*** Opening Material for this exercise ***

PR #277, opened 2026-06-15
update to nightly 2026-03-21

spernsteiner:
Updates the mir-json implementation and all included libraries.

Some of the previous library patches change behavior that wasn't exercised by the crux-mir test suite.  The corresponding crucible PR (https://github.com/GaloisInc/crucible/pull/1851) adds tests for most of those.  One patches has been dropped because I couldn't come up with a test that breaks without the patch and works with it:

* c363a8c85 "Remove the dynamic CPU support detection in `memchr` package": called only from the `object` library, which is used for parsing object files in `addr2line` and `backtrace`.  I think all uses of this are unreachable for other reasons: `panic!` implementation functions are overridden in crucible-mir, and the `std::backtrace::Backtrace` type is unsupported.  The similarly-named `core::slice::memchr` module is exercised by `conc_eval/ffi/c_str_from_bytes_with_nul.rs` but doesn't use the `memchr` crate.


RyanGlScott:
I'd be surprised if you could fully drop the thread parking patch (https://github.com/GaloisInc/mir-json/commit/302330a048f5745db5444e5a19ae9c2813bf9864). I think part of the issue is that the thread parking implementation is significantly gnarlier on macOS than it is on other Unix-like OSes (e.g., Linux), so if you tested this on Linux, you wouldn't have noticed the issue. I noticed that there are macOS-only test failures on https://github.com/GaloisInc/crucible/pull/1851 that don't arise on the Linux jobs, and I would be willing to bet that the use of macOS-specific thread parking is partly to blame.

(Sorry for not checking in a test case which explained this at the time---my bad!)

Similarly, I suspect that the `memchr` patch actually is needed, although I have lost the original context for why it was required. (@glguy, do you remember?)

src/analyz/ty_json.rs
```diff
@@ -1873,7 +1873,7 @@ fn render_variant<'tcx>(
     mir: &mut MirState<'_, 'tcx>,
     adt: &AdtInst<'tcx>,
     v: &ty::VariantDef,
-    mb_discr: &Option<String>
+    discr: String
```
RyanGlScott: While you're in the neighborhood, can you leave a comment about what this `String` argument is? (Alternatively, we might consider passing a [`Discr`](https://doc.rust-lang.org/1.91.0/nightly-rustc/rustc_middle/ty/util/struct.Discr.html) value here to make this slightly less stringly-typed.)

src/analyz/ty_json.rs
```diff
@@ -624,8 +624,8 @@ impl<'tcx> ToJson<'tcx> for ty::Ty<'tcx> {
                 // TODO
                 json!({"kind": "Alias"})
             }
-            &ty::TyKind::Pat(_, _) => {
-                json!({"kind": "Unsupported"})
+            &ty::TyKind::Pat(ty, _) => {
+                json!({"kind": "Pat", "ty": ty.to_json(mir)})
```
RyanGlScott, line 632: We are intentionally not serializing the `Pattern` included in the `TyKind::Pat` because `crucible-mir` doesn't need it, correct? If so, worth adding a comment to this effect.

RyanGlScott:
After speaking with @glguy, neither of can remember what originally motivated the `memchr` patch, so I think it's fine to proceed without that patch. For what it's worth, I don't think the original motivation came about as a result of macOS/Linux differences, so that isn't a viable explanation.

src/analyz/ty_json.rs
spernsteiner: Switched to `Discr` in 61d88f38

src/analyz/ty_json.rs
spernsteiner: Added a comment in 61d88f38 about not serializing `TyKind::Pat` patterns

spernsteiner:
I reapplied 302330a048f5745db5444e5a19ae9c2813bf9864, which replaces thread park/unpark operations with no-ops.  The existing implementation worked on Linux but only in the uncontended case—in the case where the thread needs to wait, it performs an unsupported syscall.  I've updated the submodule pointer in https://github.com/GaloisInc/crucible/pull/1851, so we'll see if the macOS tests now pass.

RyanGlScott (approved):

*** Closing Material for this exercise ***
*** Opening Material for this exercise ***

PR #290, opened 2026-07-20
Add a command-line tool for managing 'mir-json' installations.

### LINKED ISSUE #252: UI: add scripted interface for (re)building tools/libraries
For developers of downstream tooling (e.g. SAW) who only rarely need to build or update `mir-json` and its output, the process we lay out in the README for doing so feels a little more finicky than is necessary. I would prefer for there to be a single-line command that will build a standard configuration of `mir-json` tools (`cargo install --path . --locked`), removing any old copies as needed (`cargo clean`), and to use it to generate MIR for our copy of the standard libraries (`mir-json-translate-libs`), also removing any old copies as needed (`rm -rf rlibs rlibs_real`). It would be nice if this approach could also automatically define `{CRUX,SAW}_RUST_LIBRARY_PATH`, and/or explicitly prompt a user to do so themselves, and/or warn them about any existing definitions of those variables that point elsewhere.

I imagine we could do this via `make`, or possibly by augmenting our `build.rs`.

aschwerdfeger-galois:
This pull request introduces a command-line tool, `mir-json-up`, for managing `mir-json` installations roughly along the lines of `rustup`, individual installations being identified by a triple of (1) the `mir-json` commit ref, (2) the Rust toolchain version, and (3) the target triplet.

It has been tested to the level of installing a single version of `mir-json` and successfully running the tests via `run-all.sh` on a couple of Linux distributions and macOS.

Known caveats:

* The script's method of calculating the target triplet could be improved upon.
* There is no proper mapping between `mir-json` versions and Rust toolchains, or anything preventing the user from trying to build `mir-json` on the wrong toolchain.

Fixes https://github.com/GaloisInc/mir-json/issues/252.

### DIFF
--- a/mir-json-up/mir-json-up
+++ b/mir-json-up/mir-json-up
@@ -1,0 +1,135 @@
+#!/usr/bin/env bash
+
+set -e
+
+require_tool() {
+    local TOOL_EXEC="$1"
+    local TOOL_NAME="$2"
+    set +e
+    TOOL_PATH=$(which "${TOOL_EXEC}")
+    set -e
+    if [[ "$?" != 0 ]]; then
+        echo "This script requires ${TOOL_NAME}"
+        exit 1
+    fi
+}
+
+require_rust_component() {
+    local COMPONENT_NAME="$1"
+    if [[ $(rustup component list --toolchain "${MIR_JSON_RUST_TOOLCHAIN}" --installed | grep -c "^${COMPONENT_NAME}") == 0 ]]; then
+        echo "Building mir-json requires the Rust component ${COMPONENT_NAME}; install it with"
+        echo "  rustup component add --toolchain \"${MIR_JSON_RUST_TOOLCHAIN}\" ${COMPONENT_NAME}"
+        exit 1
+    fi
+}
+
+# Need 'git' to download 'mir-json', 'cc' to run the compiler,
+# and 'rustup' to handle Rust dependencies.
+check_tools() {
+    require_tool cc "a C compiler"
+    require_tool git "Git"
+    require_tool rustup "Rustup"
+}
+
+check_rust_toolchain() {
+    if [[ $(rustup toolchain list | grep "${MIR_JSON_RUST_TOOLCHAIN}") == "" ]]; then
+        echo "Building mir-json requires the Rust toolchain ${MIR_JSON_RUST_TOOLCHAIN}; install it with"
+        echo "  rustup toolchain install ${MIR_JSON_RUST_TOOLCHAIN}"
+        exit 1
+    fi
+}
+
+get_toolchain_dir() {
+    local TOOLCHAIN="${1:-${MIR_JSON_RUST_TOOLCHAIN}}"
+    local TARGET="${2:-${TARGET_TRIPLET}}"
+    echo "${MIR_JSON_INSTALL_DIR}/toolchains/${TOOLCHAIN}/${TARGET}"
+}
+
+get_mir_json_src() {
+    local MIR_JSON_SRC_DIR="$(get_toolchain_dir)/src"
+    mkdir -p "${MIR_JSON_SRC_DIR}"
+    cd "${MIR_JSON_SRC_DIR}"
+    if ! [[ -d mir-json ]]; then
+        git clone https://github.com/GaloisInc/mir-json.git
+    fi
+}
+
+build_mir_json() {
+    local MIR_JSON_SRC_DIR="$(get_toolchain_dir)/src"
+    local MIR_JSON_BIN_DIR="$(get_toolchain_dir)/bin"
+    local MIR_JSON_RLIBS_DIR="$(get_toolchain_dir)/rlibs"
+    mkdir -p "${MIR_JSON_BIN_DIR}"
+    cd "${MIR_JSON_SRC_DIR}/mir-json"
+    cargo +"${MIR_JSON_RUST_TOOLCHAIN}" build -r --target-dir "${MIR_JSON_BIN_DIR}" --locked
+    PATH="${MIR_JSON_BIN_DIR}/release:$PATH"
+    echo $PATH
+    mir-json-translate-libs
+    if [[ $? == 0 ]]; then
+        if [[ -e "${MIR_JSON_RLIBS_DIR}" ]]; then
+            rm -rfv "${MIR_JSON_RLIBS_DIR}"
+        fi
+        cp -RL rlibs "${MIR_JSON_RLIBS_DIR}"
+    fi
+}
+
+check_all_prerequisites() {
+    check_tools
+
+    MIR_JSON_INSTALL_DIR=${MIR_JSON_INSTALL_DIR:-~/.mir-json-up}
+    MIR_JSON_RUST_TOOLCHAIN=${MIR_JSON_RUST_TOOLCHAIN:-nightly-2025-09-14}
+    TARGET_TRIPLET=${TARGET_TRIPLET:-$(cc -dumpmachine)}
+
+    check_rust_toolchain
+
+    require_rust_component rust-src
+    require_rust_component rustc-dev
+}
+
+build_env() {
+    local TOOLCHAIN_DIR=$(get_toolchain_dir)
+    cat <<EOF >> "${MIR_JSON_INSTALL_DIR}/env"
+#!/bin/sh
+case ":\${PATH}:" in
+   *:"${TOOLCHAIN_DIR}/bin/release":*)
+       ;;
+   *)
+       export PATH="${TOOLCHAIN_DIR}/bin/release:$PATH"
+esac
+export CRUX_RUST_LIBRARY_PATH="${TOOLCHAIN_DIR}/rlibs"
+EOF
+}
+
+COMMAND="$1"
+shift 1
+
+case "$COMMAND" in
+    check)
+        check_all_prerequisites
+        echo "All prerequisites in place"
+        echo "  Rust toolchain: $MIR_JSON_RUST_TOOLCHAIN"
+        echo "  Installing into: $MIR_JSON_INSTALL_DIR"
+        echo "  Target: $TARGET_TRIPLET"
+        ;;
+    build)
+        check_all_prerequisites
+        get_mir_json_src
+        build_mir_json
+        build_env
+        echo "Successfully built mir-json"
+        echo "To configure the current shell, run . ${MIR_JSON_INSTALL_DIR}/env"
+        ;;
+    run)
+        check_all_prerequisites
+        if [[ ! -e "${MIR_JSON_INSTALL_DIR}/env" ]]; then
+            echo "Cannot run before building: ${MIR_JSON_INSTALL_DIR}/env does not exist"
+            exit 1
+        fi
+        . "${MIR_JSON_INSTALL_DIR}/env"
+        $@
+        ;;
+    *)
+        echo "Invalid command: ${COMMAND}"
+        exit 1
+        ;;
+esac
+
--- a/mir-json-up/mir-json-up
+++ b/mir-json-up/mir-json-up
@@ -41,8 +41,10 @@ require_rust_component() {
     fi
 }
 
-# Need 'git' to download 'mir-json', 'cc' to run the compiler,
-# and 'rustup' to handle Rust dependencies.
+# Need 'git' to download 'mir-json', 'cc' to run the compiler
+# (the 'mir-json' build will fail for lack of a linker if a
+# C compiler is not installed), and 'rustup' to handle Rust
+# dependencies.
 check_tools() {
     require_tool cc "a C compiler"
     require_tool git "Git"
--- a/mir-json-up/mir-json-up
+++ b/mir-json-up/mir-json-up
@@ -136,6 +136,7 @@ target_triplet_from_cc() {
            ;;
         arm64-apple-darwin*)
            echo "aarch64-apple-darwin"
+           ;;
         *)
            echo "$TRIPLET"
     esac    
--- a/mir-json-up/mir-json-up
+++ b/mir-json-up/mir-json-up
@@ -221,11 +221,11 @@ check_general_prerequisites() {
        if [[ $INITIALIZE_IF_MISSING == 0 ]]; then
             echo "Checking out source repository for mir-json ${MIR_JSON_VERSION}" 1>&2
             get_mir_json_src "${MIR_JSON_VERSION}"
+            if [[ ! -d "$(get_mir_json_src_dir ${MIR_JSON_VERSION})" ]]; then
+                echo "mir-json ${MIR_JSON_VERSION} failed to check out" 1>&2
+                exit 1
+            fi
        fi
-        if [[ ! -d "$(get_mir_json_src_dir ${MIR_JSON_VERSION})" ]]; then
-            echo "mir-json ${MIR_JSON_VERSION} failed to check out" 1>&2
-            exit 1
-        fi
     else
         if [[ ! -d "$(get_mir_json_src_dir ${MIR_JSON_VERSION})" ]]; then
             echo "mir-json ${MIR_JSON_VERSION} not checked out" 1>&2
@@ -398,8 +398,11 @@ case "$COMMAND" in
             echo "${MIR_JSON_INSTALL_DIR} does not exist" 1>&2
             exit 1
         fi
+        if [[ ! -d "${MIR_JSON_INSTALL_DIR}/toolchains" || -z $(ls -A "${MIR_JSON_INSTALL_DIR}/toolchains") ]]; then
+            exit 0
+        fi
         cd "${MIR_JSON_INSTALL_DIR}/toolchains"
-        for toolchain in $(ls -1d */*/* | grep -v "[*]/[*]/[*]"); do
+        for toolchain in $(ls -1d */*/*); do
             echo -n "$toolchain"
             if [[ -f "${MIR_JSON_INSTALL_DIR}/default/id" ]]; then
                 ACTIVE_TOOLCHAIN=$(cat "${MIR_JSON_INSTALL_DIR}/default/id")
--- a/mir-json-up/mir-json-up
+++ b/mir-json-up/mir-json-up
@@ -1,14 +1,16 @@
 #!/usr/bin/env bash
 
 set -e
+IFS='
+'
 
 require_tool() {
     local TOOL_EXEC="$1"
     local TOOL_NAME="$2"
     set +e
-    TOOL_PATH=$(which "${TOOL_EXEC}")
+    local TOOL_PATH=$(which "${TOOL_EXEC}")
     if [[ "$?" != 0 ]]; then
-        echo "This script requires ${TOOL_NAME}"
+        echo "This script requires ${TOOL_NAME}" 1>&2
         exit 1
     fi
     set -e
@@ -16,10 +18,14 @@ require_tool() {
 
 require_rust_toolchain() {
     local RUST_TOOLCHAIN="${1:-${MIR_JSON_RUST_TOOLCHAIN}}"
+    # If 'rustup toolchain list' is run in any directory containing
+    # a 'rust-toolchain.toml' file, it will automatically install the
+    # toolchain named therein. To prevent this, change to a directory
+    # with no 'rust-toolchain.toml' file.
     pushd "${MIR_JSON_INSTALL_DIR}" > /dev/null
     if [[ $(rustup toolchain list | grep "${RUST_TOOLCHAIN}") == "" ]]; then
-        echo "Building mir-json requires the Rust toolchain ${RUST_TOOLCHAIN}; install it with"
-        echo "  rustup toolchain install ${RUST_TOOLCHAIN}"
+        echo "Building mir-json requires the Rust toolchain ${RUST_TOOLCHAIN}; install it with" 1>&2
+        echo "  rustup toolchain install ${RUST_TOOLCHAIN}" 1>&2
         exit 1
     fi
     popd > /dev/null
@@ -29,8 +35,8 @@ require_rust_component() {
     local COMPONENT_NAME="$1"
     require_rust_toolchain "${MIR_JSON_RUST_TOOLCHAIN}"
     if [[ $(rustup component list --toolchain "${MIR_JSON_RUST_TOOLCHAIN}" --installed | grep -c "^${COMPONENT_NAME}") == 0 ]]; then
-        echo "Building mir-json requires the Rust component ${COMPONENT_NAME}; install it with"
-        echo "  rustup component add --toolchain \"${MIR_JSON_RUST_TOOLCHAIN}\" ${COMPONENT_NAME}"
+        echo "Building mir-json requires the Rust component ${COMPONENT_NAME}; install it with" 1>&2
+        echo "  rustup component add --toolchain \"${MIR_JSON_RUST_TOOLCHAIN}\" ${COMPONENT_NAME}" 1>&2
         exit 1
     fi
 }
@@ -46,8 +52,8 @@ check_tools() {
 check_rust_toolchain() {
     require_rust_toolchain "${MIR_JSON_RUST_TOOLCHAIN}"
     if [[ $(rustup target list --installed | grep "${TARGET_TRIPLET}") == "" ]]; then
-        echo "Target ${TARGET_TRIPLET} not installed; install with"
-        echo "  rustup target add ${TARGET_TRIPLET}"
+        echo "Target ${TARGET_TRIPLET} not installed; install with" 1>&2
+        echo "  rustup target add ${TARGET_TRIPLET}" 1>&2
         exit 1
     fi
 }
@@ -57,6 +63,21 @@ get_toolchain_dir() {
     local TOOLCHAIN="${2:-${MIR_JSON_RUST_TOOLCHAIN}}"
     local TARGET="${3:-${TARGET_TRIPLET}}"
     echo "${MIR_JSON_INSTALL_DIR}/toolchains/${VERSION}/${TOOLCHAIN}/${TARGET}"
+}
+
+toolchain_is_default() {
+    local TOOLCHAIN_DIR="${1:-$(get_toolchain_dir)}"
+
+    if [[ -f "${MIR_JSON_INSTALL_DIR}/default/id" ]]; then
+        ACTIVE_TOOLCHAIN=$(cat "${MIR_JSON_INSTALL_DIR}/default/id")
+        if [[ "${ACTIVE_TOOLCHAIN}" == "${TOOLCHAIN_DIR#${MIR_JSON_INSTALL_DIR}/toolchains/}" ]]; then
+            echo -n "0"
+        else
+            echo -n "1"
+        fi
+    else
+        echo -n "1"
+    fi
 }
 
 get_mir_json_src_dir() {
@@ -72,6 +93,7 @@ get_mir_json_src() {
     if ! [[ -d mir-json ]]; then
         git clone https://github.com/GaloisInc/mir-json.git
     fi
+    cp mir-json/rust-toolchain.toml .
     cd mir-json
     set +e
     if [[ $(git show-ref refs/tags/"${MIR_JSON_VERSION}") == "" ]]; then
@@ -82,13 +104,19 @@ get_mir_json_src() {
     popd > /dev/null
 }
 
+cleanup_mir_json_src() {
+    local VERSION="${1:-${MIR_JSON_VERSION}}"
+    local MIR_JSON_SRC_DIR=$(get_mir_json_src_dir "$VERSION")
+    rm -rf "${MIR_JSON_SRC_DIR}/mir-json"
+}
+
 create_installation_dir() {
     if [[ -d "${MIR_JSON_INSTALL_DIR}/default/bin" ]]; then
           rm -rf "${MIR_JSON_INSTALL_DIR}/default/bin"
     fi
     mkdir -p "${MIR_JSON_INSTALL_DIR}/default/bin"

*** Closing Material for this exercise ***
*** Opening Material for this exercise ***

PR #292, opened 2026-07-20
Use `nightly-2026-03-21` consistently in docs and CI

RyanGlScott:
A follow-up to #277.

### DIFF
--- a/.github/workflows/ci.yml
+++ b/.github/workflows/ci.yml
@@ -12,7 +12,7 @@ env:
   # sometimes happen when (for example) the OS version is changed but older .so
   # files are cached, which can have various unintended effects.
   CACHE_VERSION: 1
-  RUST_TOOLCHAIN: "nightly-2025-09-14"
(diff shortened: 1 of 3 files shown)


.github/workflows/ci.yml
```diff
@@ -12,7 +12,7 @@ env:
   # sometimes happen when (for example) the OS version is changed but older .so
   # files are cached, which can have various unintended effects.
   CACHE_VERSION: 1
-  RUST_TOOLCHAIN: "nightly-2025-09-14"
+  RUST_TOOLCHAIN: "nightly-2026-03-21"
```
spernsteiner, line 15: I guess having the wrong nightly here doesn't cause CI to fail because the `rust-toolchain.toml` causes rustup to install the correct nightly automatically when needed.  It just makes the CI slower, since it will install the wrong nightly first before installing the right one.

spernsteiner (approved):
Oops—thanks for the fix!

*** Closing Material for this exercise ***

[Problem to solve]
Pull out each line of the entries that contains "single".

[Result for this exercise]
For developers of downstream tooling (e.g. SAW) who only rarely need to build or update `mir-json` and its output, the process we lay out in the README for doing so feels a little more finicky than is necessary. I would prefer for there to be a single-line command that will build a standard configuration of `mir-json` tools (`cargo install --path . --locked`), removing any old copies as needed (`cargo clean`), and to use it to generate MIR for our copy of the standard libraries (`mir-json-translate-libs`), also removing any old copies as needed (`rm -rf rlibs rlibs_real`). It would be nice if this approach could also automatically define `{CRUX,SAW}_RUST_LIBRARY_PATH`, and/or explicitly prompt a user to do so themselves, and/or warn them about any existing definitions of those variables that point elsewhere.
It has been tested to the level of installing a single version of `mir-json` and successfully running the tests via `run-all.sh` on a couple of Linux distributions and macOS.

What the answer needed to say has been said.